HOW TO COMPLETE THIS TASK | Give back the entire listing exactly as it was provided.

DATA SECTION |

▬▬▬

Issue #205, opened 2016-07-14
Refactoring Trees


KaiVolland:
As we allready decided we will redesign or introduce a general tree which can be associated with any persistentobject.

▬▬▬

ANSWER BOX |
Issue #205, opened 2016-07-14
Refactoring Trees


KaiVolland:
As we allready decided we will redesign or introduce a general tree which can be associated with any persistentobject.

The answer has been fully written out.